Source data START

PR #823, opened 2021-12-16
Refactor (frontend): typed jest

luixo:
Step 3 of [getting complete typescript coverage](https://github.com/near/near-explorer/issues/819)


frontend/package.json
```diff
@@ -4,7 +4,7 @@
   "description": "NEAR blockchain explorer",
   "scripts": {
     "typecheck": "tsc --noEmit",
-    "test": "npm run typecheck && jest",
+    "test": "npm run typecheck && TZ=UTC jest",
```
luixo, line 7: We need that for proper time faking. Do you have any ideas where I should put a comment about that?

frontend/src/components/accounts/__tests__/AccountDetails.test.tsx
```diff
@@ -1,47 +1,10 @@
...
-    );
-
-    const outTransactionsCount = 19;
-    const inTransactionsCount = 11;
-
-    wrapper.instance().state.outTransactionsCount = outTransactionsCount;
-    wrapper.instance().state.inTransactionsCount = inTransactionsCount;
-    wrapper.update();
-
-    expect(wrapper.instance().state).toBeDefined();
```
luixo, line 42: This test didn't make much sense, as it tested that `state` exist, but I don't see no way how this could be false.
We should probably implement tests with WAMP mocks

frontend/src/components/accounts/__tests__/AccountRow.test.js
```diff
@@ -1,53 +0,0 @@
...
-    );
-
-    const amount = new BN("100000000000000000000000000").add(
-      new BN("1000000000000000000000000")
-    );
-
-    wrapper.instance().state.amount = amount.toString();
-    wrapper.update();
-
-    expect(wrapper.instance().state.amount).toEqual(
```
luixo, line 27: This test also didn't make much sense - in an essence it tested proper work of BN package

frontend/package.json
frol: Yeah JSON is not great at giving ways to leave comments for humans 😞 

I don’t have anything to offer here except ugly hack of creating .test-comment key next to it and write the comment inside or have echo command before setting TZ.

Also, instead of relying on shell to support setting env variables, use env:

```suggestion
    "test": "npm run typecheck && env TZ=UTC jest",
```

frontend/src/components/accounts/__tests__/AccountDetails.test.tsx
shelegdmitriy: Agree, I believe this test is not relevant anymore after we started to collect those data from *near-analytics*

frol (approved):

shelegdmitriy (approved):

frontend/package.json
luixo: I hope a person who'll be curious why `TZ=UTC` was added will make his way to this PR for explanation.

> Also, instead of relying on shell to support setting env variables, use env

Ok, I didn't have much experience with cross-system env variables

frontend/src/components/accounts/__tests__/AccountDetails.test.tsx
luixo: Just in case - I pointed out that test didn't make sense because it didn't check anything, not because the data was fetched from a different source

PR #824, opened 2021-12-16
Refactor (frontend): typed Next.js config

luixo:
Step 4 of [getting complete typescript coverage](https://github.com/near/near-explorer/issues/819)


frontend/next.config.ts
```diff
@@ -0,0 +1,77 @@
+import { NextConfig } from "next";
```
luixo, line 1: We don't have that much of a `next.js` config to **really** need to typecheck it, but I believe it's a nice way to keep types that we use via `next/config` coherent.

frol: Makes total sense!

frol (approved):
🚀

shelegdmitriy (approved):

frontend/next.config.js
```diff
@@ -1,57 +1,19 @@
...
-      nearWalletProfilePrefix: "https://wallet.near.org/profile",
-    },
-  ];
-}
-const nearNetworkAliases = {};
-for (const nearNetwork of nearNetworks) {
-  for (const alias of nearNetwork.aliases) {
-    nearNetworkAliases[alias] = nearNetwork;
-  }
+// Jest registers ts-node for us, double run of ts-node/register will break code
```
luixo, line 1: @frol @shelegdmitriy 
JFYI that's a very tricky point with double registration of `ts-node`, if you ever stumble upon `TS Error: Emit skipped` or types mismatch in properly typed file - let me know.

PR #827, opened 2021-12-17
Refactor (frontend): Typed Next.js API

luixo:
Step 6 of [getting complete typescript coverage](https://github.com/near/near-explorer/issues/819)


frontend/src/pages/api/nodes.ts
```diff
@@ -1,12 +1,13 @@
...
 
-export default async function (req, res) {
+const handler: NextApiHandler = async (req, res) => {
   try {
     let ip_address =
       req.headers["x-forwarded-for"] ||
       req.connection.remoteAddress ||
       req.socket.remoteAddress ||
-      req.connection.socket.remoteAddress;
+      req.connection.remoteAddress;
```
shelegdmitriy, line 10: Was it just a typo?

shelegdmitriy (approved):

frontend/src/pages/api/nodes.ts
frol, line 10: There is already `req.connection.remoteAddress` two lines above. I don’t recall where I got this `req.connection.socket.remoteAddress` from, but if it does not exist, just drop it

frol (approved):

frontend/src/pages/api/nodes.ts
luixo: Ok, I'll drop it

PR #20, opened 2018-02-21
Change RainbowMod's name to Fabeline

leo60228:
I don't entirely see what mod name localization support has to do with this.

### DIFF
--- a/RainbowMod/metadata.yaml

Source data END
Source data START

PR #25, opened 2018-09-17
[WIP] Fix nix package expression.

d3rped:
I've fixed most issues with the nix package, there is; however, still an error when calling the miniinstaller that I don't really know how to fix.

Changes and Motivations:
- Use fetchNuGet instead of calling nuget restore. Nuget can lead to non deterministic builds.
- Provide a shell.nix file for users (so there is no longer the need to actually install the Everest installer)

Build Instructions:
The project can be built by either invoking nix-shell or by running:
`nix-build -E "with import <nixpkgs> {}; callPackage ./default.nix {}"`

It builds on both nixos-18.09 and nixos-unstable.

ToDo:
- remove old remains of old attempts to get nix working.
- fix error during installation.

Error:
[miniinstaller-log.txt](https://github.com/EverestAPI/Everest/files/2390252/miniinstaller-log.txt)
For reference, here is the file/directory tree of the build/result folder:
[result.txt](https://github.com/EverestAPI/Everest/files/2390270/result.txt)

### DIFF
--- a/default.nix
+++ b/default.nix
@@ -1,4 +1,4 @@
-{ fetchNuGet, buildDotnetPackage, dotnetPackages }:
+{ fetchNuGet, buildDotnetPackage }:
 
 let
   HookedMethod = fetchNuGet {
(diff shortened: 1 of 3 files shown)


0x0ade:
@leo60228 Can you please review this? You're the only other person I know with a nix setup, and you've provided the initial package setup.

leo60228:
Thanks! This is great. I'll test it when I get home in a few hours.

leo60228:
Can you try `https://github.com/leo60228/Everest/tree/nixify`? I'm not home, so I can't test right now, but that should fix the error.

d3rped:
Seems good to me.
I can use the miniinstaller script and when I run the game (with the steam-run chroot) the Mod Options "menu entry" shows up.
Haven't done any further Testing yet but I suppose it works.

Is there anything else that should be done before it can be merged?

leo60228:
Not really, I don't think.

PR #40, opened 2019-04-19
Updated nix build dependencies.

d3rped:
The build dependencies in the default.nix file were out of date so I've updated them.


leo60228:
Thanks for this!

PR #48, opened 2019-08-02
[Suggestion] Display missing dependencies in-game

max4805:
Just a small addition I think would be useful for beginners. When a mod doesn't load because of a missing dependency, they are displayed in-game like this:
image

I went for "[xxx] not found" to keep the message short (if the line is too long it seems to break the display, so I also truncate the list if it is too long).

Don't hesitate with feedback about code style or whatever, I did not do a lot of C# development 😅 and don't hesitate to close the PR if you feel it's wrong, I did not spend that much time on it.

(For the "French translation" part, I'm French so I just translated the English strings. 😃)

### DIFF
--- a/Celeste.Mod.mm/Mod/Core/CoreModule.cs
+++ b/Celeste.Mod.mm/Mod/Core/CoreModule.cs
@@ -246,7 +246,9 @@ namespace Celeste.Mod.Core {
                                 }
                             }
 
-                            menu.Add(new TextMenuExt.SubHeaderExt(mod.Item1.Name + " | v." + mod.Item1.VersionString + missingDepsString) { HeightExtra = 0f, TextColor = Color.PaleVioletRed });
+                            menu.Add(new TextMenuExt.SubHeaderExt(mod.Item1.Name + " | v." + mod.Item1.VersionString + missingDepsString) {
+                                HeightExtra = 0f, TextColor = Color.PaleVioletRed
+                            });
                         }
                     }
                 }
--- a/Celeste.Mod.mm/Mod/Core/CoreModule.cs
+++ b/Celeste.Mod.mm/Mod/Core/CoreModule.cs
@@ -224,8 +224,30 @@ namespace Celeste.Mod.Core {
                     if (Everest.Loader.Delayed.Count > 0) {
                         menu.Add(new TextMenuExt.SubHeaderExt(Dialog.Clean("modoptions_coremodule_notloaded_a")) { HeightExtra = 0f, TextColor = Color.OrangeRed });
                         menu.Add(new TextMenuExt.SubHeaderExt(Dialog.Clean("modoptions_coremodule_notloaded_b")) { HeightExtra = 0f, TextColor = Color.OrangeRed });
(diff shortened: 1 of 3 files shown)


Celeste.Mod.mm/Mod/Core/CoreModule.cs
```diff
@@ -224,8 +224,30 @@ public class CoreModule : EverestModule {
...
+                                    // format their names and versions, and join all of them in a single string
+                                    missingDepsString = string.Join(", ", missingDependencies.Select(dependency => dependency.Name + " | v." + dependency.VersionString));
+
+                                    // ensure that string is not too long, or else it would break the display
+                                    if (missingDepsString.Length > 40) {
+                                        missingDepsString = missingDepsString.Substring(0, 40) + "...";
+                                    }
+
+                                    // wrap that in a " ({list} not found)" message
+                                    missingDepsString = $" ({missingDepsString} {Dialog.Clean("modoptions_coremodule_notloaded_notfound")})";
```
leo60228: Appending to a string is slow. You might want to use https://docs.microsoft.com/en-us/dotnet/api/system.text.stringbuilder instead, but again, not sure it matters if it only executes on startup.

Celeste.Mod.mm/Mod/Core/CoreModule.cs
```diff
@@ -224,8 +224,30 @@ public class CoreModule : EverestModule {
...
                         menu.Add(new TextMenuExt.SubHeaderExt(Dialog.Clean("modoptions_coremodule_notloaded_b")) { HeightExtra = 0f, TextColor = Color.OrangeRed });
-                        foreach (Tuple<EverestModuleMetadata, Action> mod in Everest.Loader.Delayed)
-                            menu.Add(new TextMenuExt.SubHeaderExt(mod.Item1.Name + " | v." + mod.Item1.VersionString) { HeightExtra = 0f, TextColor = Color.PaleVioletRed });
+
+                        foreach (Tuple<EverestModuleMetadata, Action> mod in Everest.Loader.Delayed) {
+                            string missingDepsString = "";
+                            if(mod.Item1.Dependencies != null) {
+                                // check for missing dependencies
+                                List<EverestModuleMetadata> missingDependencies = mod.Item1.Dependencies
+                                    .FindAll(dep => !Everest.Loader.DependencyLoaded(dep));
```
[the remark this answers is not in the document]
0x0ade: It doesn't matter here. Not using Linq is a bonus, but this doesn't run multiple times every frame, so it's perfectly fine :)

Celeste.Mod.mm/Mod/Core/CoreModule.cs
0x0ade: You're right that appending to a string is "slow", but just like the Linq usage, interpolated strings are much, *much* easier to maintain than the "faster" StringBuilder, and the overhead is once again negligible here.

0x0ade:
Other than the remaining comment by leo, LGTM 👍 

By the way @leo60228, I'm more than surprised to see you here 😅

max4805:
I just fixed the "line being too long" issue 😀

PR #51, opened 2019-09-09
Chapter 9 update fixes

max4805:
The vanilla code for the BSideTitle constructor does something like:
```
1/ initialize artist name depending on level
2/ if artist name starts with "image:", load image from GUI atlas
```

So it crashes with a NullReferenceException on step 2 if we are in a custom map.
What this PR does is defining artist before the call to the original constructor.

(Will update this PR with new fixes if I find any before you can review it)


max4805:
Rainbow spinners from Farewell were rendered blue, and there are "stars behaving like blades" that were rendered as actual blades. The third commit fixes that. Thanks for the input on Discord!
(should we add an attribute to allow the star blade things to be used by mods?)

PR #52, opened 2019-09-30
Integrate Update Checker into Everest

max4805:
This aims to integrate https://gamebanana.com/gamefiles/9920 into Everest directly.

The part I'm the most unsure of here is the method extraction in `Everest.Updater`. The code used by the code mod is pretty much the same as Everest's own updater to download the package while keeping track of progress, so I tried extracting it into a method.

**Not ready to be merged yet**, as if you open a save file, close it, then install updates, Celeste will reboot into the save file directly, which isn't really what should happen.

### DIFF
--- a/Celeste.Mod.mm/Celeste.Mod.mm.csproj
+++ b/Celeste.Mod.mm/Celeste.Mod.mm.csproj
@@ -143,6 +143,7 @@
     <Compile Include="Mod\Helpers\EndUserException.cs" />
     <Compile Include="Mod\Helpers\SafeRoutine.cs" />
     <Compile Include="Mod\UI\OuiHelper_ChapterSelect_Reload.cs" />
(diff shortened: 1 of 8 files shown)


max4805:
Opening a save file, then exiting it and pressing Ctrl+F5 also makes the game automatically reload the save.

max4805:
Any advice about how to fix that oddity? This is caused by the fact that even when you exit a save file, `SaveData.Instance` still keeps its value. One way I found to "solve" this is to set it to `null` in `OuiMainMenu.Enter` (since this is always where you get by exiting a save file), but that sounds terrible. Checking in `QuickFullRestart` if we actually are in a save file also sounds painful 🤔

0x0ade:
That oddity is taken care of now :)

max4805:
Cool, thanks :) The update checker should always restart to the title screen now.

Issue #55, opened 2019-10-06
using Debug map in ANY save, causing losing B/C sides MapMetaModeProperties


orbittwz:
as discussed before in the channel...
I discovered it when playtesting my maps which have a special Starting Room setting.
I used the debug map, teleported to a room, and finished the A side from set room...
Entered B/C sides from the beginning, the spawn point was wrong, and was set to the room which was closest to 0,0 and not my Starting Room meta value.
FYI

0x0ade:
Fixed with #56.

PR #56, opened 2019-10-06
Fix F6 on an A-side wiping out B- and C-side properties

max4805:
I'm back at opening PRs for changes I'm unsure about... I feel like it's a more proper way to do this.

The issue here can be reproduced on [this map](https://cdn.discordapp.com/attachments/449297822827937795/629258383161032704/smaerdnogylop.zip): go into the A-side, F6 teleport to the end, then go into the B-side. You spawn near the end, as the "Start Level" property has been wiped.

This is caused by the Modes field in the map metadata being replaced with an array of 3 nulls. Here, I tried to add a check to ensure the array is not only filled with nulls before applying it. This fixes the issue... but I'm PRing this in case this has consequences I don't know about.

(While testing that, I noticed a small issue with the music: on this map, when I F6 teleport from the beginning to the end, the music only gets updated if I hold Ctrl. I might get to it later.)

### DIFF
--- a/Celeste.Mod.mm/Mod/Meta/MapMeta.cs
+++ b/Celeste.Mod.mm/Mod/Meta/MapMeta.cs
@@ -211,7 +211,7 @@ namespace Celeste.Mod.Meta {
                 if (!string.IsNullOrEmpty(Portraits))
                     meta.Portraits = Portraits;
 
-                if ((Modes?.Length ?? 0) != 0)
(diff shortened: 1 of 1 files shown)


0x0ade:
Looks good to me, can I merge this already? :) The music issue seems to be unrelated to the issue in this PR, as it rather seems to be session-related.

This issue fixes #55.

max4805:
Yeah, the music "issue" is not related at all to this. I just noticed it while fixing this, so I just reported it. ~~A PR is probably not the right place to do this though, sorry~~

Source data END

Copy each line of the listing that includes "slow".

leo60228: Appending to a string is slow. You might want to use https://docs.microsoft.com/en-us/dotnet/api/system.text.stringbuilder instead, but again, not sure it matters if it only executes on startup.
0x0ade: You're right that appending to a string is "slow", but just like the Linq usage, interpolated strings are much, *much* easier to maintain than the "faster" StringBuilder, and the overhead is once again negligible here.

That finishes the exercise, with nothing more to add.